Mireo SpaceTime – an absurdly fast spatiotemporal database - BerislavLopac
https://blog.mireo.hr/mireo-spacetime-an-absurdly-fast-spatiotemporal-database
======
kindkid
Very cool! I'm particularly interested in this section:

> SpaceTime database is built on a unique, multidimensional data index that
> automatically adapts to mutable and possibly highly skewed data distribution
> (which is usually the case with data coming from moving objects). There is
> one single multi-columnar index which indexes all associated columns of
> records at once. There are no secondary indices!

> The physical model intertwines index and record data – as a consequence,
> records that are logically close (based on id, position and timestamp) are
> at the same time also physically close.

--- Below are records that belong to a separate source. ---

PR #9548, opened 2017-10-24
[TIMOB-25438] Android: Toolbar tests and drawables loading callback

ypbnv:
**JIRA:** https://jira.appcelerator.org/browse/TIMOB-25438

**Description:**
Add tests for Toolbar and loading resources from density specific folders in Ti.UI.ImageView and Ti.UI.Toolbar.


tests/Resources/ti.ui.imageview.test.js
```diff
@@ -0,0 +1,367 @@
...
+			}
+		});
+		win.add(view);
+		win.open();
+	});
+
+	(utilities.isAndroid() ? it : it.skip)('image from density specific folder on Android', function (finish) {
+		var window = Ti.UI.createWindow({backgroundColor: 'gray'});
+		var imageView = Ti.UI.createImageView({width: '50%', image: '/images/git.png'});
+		imageView.addEventListener('load', function() {
```
sgtcoolguy: I think this will never fire because the image is local and has loaded in the create method. You may need to hook the listener first and then assign the image property after?

tests/Resources/ti.ui.toolbar.test.js
```diff
@@ -0,0 +1,219 @@
...
+			finish();
+		});
+		window.activity.supportToolbar = toolbar;
+		window.add(toolbar);
+		window.open();
+	});
+
+	(utilities.isAndroid() ? it : it.skip)('overflowIcon', function(finish) {
+		var toolbar = Ti.UI.createToolbar({top: 0, width: Ti.UI.FILL, overflowIcon: Ti.Filesystem.resourcesDirectory + 'Logo.png', barColor: 'blue'});
+		toolbar.addEventListener('resourceLoaded', function(e) {
```
sgtcoolguy: Possibly the same as above, this may not fire if the resource is local and the image gets loaded too quickly...

tests/Resources/ti.ui.toolbar.test.js
```diff
@@ -0,0 +1,219 @@
...
+			should(e.target).eql('navigationIcon');
+			should(e.loaded).eql(true);
+			finish();
+		});
+		window.activity.supportToolbar = toolbar;
+		window.add(toolbar);
+		window.open();
+	});
+
+	(utilities.isAndroid() ? it : it.skip)('overflowIcon', function(finish) {
```
sgtcoolguy: If the test is intended to be android specific (it's an API meant to only be on android and isn't an API that's broken/missing on other platforms), just do:
`it.android('overflowIcon', function (finish) {`

android/modules/ui/src/java/ti/modules/titanium/ui/widget/TiToolbar.java
```diff
@@ -487,8 +515,16 @@ private void handleSetContentInsetsRelative(Integer values[]) {
...
 
+	private boolean checkResourceLoading(TiDrawableReference source, Drawable result) {
+		return (source != null && result != null && source.compareBitmapWith(result));
+	}
+
 	@Override
 	public void processProperties(KrollDict d) {
+		//process internal properties
+		if (d.containsKey("resourceLoadedListener")) {
+			resourceLoadedListener = ((KrollFunction) d.get("resourceLoadedListener"));
```
garymathews: should validate the object

`instanceof KrollFunction`

garymathews (changes requested):
see above

garymathews:
it also looks like these tests are failing

android/modules/ui/src/java/ti/modules/titanium/ui/widget/TiToolbar.java
```diff
@@ -56,14 +63,32 @@
...
+			// Check the resource loading once the view is drawn
+			@Override
+			protected void onDraw(Canvas canvas) {
+				super.onDraw(canvas);
+				//if we have attached listener send the dictionary
+				if (resourceLoadedListener != null) {
+					KrollDict callbackParam = new KrollDict();
+					callbackParam.put(TiC.PROPERTY_LOGO, checkResourceLoading(drawableMap.get(TiC.PROPERTY_LOGO), this.getLogo()));
+					callbackParam.put(TiC.PROPERTY_OVERFLOW_ICON, checkResourceLoading(drawableMap.get(TiC.PROPERTY_OVERFLOW_ICON), this.getOverflowIcon()));
+					callbackParam.put(TiC.PROPERTY_NAVIGATION_ICON, checkResourceLoading(drawableMap.get(TiC.PROPERTY_NAVIGATION_ICON), this.getNavigationIcon()));
```
jquick-axway: The checkResourceLoading() method compares images via Bitmap.sameAs(), which is a per-pixel comparison. I'm worried about performance since this code is doing this on every onDraw(). So, I'm guessing you just want to know when the image/drawable is done loading, right?

android/titanium/src/java/org/appcelerator/titanium/TiC.java
```diff
@@ -1904,6 +1909,11 @@
 	 */
 	public static final String PROPERTY_LOAD_URL = "loadUrl";
 
+	/**
+	 * @module.api
+	 */
+	public static final String PROPERTY_LOADED = "loaded";
```
jquick-axway: Titanium's JavaScript events typically do not use past-tence (ex: 'ed) or future-tense (ex: 'ing) names. I know, I prefer to write them your way too, but we should be consistent with the rest of the framework.

Our 'Ti.UI.ImageView' type has a `load` event to indicate that an image has finished loaded asynchronously. We may want to do the same for the toolbar.
http://docs.appcelerator.com/platform/latest/#!/api/Titanium.UI.ImageView-event-load

jquick-axway (changes requested):

jquick-axway:
@ypbnv, we should probably push this PR out to 7.1.0.

android/modules/ui/src/java/ti/modules/titanium/ui/widget/TiToolbar.java
ypbnv: Not only when it was loaded, but also if it was shown correctly. That was the problem that required these checks - it could not get a reference to the source when it is placed in the density specific folders and was passing `TiDrawableReference` that was 'empty' (if I can put it that way). It was loaded successfully but had not actual content.
I was not able to come up with anything else that could serve this purpose.

android/titanium/src/java/org/appcelerator/titanium/TiC.java
ypbnv: Removing this completely. It is a leftover from older commits.

android/modules/ui/src/java/ti/modules/titanium/ui/widget/TiToolbar.java
jquick-axway: > It was loaded successfully but had not actual content

Just to be clear, images in the toolbar are being loaded fine, right? The issue is that the callback you're implementing was being invoked before the image was loaded or rendered onscreen?

I'm a bit confused by this. `TiDrawableReference.getDrawable()` will return a BitmapDrawable **after** the image was fully decoded and loaded as a bitmap and it's a blocking call (not async). I don't see how this can go wrong. But I can see the BitmapDrawable being rendered after the callback was invoked. Perhaps you're missing an invalidate() or requestLayout() call after adding views or assigning drawables?

ypbnv: They were not loaded if they were placed in a density specific folder. `TiDrawableReference.getDrawable()` returned `null` in that case which was passed to `Toolbar.setLogo()`. And the idea of this callback is to be used only for testing whether an existing resource was properly loaded as a logo/overflowIcon/navigationIcon. I added it in the `onDraw()` method, because I think that way it will catch any problems with the image, not only if the `getDrawable()` is `null`. I don't imagine it has any use outside of testing purposes. Maybe we chat about that if it does not make sense?

jquick-axway: The `TiDrawableReference.getDrawable()` can definitely load density specific images from the res directory (ex: res/drawable-xhdpi, res/drawable-xxhdpi, etc.). I've done it. The problem is that this is difficult to test via our "TitaniumTest" Android project because Titanium expects the "res" images to be posted-fixed with an MD5 hash. It's not obvious and I think it makes it overly complicated, but the idea was to avoid filename collision under the APK's res folder. I find it easier to test it via Appcelerator Studio since our "appc" build system will automatically copy images under the "res" folder and postfix them with the expected MD5 hash.

Try this. Create a "Classic" app in Appcelerator Studio and then put an image file under the following directories...
`./Resources/android/images/res-mdpi/<YourImage.png>`
`./Resources/android/images/res-hdpi/<YourImage.png>`

Our appc build will copy the above image under the appropriate res folder when generating a Android project under the "build/android" folder. You can access the above density scaled image using the following path in Titanium...
`/images/<YourImage.png>`

ypbnv: It is working now, yes. We had a regression in 6.2.0 for that which was fixed. The main point of the PR is to add tests to prevent it from happening again. The regression affected 3 places - Ti.UI.ImageView, Toolbar logo/overflowIcon/navigationIcon and BigStyleNotification image. I don't think we can have mocha tests for the latter, because they are visible out of JavaScript context. The test for ImageView relies on the `load` event, but for Toolbar's properties that require drawables that was the only reliable lifecycle moment I was able to come up with.
I went through the MD5 hash adding and have successfully reproduced it in TitaniumTest and debug it there. Also I have tried the tests with only this change applied on 6.2.0. The purpose of this event there is entirely for testing and is not expected to be used for anything else.

hansemannn:
@jquick-axway @ypbnv Should this go into 7.0.1? We need passing tests and a 7_0_X backport in order to.

jquick-axway:
@hansemannn, this is **not** going into 7.0.1.

sgtcoolguy:
@garymathews and @jquick-axway Please take another look and re-review.

@ypbnv Looks like there's linting issues.

hansemannn:
@ypbnv Attempted to fix the linting here. Still a mess to do this manually.

ypbnv:
Should be OK now. Although we may reconsider if this is the best way to approach the testing. Maybe we can achieve better results with Appium?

In turn, this maximizes the
> throughput of disk reads.

> The main ideas for inventing SpaceTime index came from several inspiring
> scientific papers. It is similar to the kd-tree family of indices, but with
> two major improvements: first, the index tree in SpaceTime is built using
> the bottom-up approach (as opposed to the top-down kd-tree construction) and
> second, the process of index creation adapts to particular space-time
> distribution of data. Kd-trees work well on a large scale only with static
> datasets; our bottom-up approach overcomes this.

Can you provide links to the scientific papers that were mentioned?

Are there any plans to publish a more detailed description of SpaceTime's
index data structure and algorithm?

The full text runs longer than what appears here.